*** PROVIDED ENTRIES ***

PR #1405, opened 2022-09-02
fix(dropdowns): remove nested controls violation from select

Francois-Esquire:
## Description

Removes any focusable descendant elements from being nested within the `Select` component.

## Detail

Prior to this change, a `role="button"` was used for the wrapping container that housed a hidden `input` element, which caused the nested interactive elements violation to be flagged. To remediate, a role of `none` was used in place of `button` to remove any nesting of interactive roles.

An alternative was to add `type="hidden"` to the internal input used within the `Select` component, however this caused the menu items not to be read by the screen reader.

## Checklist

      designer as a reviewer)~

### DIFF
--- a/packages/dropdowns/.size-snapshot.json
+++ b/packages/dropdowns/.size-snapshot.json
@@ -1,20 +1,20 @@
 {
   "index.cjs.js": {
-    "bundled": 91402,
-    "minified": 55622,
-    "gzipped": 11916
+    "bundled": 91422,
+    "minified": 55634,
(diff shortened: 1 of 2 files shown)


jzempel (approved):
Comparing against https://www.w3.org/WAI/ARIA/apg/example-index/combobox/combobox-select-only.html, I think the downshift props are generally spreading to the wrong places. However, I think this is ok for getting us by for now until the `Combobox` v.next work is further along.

*** End of PROVIDED ENTRIES ***
*** PROVIDED ENTRIES ***

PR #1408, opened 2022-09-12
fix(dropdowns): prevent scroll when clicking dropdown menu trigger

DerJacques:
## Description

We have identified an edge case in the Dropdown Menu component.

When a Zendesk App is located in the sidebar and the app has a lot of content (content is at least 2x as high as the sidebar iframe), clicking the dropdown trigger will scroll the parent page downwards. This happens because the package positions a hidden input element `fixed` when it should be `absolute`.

*** End of PROVIDED ENTRIES ***

*TASK:* Take the line above containing "fix(dropdowns): prevent scroll", the line containing "We have identified", and all lines in between, and copy them exactly without anything else.

*ANSWER SPACE:*
fix(dropdowns): prevent scroll when clicking dropdown menu trigger

DerJacques:
## Description

We have identified an edge case in the Dropdown Menu component.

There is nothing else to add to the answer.